== Exercise goal ==
Check each line of the material below, and copy it if it holds the string "attributes".

== Data records ==

PR #1090, opened 2020-10-28
P4 2416 categories endpoint

martyn-w:
### Jira link

P4-2416

### What?

I have added/removed/altered:

- [x] Added a new endpoint, `GET /people/{person_id}?include=category` (for v2 only)
- [x] Added a new endpoint, `GET /reference/categories`
- [x] Added supporting tests and swagger docs

### Why?

I am doing this because:

- So the front end is able to check the category of a prisoner prior to creating a move - so that Cat-A prisoners are flagged at the start of the process
- Needed for P4-2310

### Have you? (optional)

- minimal


martyn-w:
Blocked to harmonise with PMU categories work with @smoothcontract

app/serializers/v2/people_serializer.rb
```diff
@@ -0,0 +1,28 @@
+# frozen_string_literal: true
+
+module V2
```
cwrw, line 3: maybe we can leverage inheritance here to avoid duplication in the serializer, this is a pattern we have adopted with the Allocation serializer

app/models/person.rb
```diff
@@ -66,4 +66,14 @@ def for_feed
   def latest_person_escort_record
     person_escort_records.where(status: 'confirmed').order(confirmed_at: :desc).first
   end
+
+  def category
+    if latest_nomis_booking_id.present?
+      @category ||= begin
```
cwrw, line 72: I've not been involved in the discussions around why we want to expose the category on a person in realtime vs using profiles (which might not be up to date with the latest category as that represents those at that specific time), can you walk me through which dashboards/process we need to pull in this value for?

spec/models/category_spec.rb
```diff
@@ -11,5 +11,8 @@
   it { is_expected.to validate_presence_of(:key) }
   it { is_expected.to validate_uniqueness_of(:key) }
   it { is_expected.to validate_presence_of(:title) }
-  it { is_expected.to validate_inclusion_of(:move_supported).in_array([true, false]) }
```
cwrw, line 14: I've just merge a pr for this 😬 so we can remove this now with the comment

app/serializers/v2/people_serializer.rb
smoothcontract: Agree, that would be much cleaner 👍

app/controllers/api_controller.rb
```diff
@@ -24,6 +24,7 @@ class ApiController < ApplicationController
   rescue_from CanCan::AccessDenied, with: :render_unauthorized_error
   rescue_from ActiveModel::ValidationError, with: :render_validation_error
   rescue_from IncludeParamsValidator::ValidationError, with: :render_include_validation_error
+  rescue_from NotSupportedInOldVersionError, with: :render_not_supported_in_old_version_error
```
smoothcontract, line 27: Love this ❤️

app/controllers/api_controller.rb
```diff
@@ -222,6 +223,20 @@ def render_include_validation_error(exception)
...
 
+  def render_not_supported_in_old_version_error
+    render(
+      json: {
+        errors: [{
+          title: 'Not Supported In Old Version Error',
+          detail: "This endpoint is not supported in version v#{api_version} - please change the ACCEPT header to a newer version",
+        }],
+      },
+      # NB: 406 Not Acceptable (The resource identified by the request is only capable of generating response entities
```
smoothcontract, line 234: Don't think this comment is really necessary - the return code seems fine and is pretty much self documenting

app/models/person.rb
smoothcontract: The use case is that the front end can call `GET /people/:id` endpoint to verify that the prisoner is not in a high risk category and should be prevented from being moved; this can happen early in the UX journey rather than the current approach of raising an error when the new move is created in the backend.

We always want to check the latest prisoner category in nomis for this use case.. however, it would seem reasonable to store the `category_id` in the profile though once we've fetched this data so it can be useful for reporting or other less critical endpoints.

app/serializers/v2/people_serializer.rb
martyn-w: that's a good shout; I'll see if that can work here 👍

smoothcontract: Presumably this is just a rename of the old `PersonSerializer` ?

app/models/person.rb
martyn-w: Yes sure:
When creating a move it would be good to know in advance of creating the move and profile records whether the person being moved is a Cat-A prisoner, and if so don't allow the move. We can't check the profile record because it doesn't yet exist when the move is initiated.

From a UI point of view, my thinking is: 
1) search for the person to be moved
2) select the person record from the list presented
3) check whether they can be moved by calling `GET /people/id?include=category` which does a Nomis lookup
4) if they can be moved, then continue to as normal to fill in the PTR. Otherwise exist with a message about not moving Cat-A prisoners.

spec/models/category_spec.rb
martyn-w: 👍

app/serializers/v2/person_serializer.rb
```diff
@@ -19,10 +19,13 @@ class PersonSerializer
     has_one :ethnicity, serializer: EthnicitySerializer
     has_one :gender, serializer: GenderSerializer
 
+    # NB: we need to lazy load the category to prevent an unnecessary call to Nomis
+    has_one :category, serializer: CategorySerializer, id_method_name: :key, lazy_load_data: true, &:category
```
smoothcontract, line 23: Not sure this needs to have any special treatment - ideally we should persist the category against the profile when the Nomis API call completes. I'd prefer that the lookup happens explicitly in the people controller and the category relationship is a standard `belongs_to :category` (or maybe `has_one` - whichever you feel is more semantically correct 🤔 ) in the `Person` model.

Also this file could be simplified using inheritance as per @cwrw suggestion...

```ruby
module V2
  class PersonSerializer < PeopleSerializer
     has_one :category, serializer: CategorySerializer

    SUPPORTED_RELATIONSHIPS = %w[ethnicity gender profiles category].freeze
  end
end
```

Sorry to say this but I think it would also be good to migrate the existing `category` attribute on the `Person` model to the corresponding `category_id`. This moves closer to an idiomatic approach which is generally preferred.

app/controllers/api/v2/people_actions.rb
```diff
@@ -14,6 +14,10 @@ def create_and_render
       render_person(person, :created)
     end
 
+    def show_and_render
+      render_person(person, :ok)
```
smoothcontract, line 18: See comments further on but I think this is the point at which an explicit refresh of person details from Nomis should be triggered, rather than as a side effect of querying the persons `category`. It would be clearer to understand exactly what's happening and mean more idiomatic implementation of the associated serializer and model. Something like

```ruby
def show_and_render
  person.refresh_from_nomis!
  render_person(person, :ok)
end
```

app/serializers/v2/profile_serializer.rb
```diff
@@ -7,7 +7,7 @@ class V2::ProfileSerializer
 
   attributes :assessment_answers
 
-  belongs_to :person, serializer: ::V2::PersonSerializer
+  belongs_to :person, serializer: ::V2::PeopleSerializer
```
smoothcontract, line 10: I can see the intent here to avoid introducing a potentially breaking change to the existing API with the new category relationship, but it's also stretching things a little to use the `PeopleSerializer` to return a single person. Perhaps this needs a little renaming to better align... or potentially could we check with suppliers that they can tolerate the introduction of a new relationship without breaking things?

So either rename something like this

* existing `person_serializer.rb` <- retain the same name
* new `person_serializer.rb` <- rename to `person_with_category_serializer.rb`

or... just stick with a single person serializer for V2 that includes the new `category` relationship. If this is an idiomatic belongs_to or has_one model relationship (potentially with lazy loading if needed) then I wouldn't think that introduces any performance penalty as we only perform the explicit Nomis lookup when invoking the new `GET /people/:id` endpoint.

profile_serializer.

smoothcontract (changes requested):
Much happier with the direction this is heading in, but I think it could still benefit from a touch more work to use an idiomatic implementation of `category` on the person model. I'd prefer that to be a boring old `has_one` or `belongs_to` relationship in the model that returns whatever `category_id` is currently persisted on the person rather than having a side effect of calling Nomis behind the scenes.

In turn that `category_id` can be updated when we explicitly refresh person details from Nomis, and ideally have the existing `category` attribute both migrated to the corresponding `category_id` and then be removed from the schema.

spec/swagger/swagger_doc_v2.yaml
```diff
@@ -719,3 +719,45 @@
             application/vnd.api+json:
               schema:
                 "$ref": "../v2/post_event_responses.yaml#/422"
+  "/categories":
```
cwrw, line 722: can you also update the documentation to include the new endpoint for getting a single person?

app/models/person.rb
```diff
@@ -66,4 +66,14 @@ def for_feed
...
+                      booking_details = NomisClient::BookingDetails.get(latest_nomis_booking_id)
```
cwrw, line 73: We currently rescue timeout and connection errors, however if NOMIS returns an internal error (surfaced as an oauth error) here the whole step would fail, should we instead gracefully rescue that error with the correct messaging for clients?

spec/swagger/swagger_doc_v2.yaml
```diff
@@ -719,3 +719,45 @@
...
+            application/vnd.api+json:
+              schema:
+                "$ref": "../v2/get_categories_responses.yaml#/404"
+        "200":
+          description: success
+          content:
+            application/vnd.api+json:
+              schema:
+                "$ref": "../v2/get_categories_responses.yaml#/200"
+        "504":
```
cwrw, line 758: will we ever get this error on categories 🤔  I think this will be on the GET person endpoint instead?

app/controllers/api/v2/people_actions.rb
smoothcontract: Discussed this offline, this is fine to leave as is.

app/serializers/v2/person_serializer.rb
smoothcontract: Discussed this offline, the `has_one` implementation of `category` you have here is fine as is, but would still be nice to introduce inheritance for a cleaner serializer.

app/serializers/v2/profile_serializer.rb
smoothcontract: Discussed offline -

smoothcontract (commented):
Discussed offline, after clearing (my) misunderstanding of people vs profile, it makes sense to look to move the **profile** `category` attribute to `category_id` instead; this will be a snapshot of the Nomis details when the profile is created. The **person** category can remain as it is here in this PR with a real time lookup of current Nomis prisoner category so that the front end check is against current data.

Also discussed making the change to profile category/category_id as a separate PR. I would still prefer to see improved naming of the `PersonSerializer`, either to retain a single serializer  that introduces `category` relationship for V2, or to add something like `PersonWithCategorySerializer` so that the naming is explicit. It feels a little unwieldy currently having `PersonSerializer` and `PeopleSerializer` but then not using them consistently in the expected places - i.e. using the `PeopleSerializer` for serializing a single person.

I may also steal the `CategorySerializer` and associated spec from this PR as I need the same thing for the PMU dashboard work 😉

app/serializers/v2/person_with_category_serializer.rb
```diff
@@ -0,0 +1,14 @@
+# frozen_string_literal: true
+
+module V2
+  class PersonWithCategorySerializer < ::V2::PersonSerializer
```
smoothcontract, line 4: Nicely done ❤️

app/serializers/v2/people_serializer.rb
martyn-w: To clarify, the original `person_serializer` was (temporarily) renamed `people_serializer`. It has now been renamed. back to `person_serializer`.

A new serializer, initially called `person_serializer` has been renamed `person_with_category_serializer` and it inherits from `person_serializer`.

app/models/person.rb
martyn-w: To confirm, we do store category in the profile record. At the moment this is an attribute, `category_code`. In a separate PR I will migrate this to `category_id` (ideally without upsetting the JPC reports).

Also, to confirm: as discussed offline, we will not store category at the person level, only at the profile level.

app/controllers/api_controller.rb
martyn-w: comment removed

martyn-w:
Also, to clarify that the category will likely be fetched twice from Nomis:

1. the first fetch will be before the profile and move record exist, to verify the person to be moved is not in an unmoveable category.
2. the second fetch will be when the profile record is realised and synchronised with Nomis.

app/serializers/v2/person_serializer.rb
martyn-w: The person serializers now have inheritance: `class PersonWithCategorySerializer < ::V2::PersonSerializer`

app/serializers/v2/profile_serializer.rb
martyn-w: the serializers have been renamed 👍

spec/swagger/swagger_doc_v2.yaml
martyn-w: Swagger docs updated to include `GET /people/{person_id}` 👍

spec/swagger/swagger_doc_v2.yaml
martyn-w: eek good spot! I'll fix this

app/models/person.rb
martyn-w: I'm not entirely sure how `OAuth2::Error` Nomis errors should generally be handled... but looking at the court bookings endpoint I've added code to log this to Sentry and then render it as a 504 Bad Gateway error. Is that what you had in mind?

swagger/v1/get_person_responses.yaml
```diff
@@ -0,0 +1,9 @@
+'406':
```
cwrw, line 1: Im not sure this is being used anywhere?

cwrw (approved):
Looks really good, thanks for addressing comments 👍  I only have one minor comment otherwise feel free to merge

app/models/person.rb
cwrw: Yes that perfect,  we should start adopting this pattern anywhere we might be surfacing 500s if NOMIS fails

app/serializers/category_serializer.rb
```diff
@@ -0,0 +1,9 @@
+# frozen_string_literal: true
+
+class CategorySerializer
+  include JSONAPI::Serializer
+
+  set_type :categories
+
+  attributes :key, :title, :move_supported
```
smoothcontract, line 8: After stealing this file for my PR, I made a slight tweak to use the standard `id` column, moving `key` to an attribute - I think that's a hangover from the original implementation of this endpoint that was creating a category on the fly essentially without a persisted UUID. Also added timestamp attributes and rewrote spec to match. See: https://github.com/ministryofjustice/hmpps-book-secure-move-api/pull/1111/files#diff-f3ca654ba2e5de8b9e9882a75527c0ead45a85466759a7b7a242b43c408bd1c5R8

smoothcontract: Actually looks like you've made the same change now, so they're pretty much in sync - just the timestamps missing from this version.

smoothcontract (approved):
Looks good to me, this had a lengthy and difficult birth but it got there in the end. It might be worth updating the PR description as that's a little out of date now but otherwise all is well 👍 👏

app/serializers/category_serializer.rb
martyn-w: OK, thanks -  I think I'll merge this now and let your PR add created_at, updated_at

smoothcontract: sounds good 👍

swagger/v1/get_person_responses.yaml
martyn-w: This is intentional: it is raises a 406 (Not Acceptable) error if a client tries to use `GET /people/{person_id}` in version 1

== Reply to the task ==
   attributes :assessment_answers
+  attributes :key, :title, :move_supported
smoothcontract, line 8: After stealing this file for my PR, I made a slight tweak to use the standard `id` column, moving `key` to an attribute - I think that's a hangover from the original implementation of this endpoint that was creating a category on the fly essentially without a persisted UUID. Also added timestamp attributes and rewrote spec to match. See: https://github.com/ministryofjustice/hmpps-book-secure-move-api/pull/1111/files#diff-f3ca654ba2e5de8b9e9882a75527c0ead45a85466759a7b7a242b43c408bd1c5R8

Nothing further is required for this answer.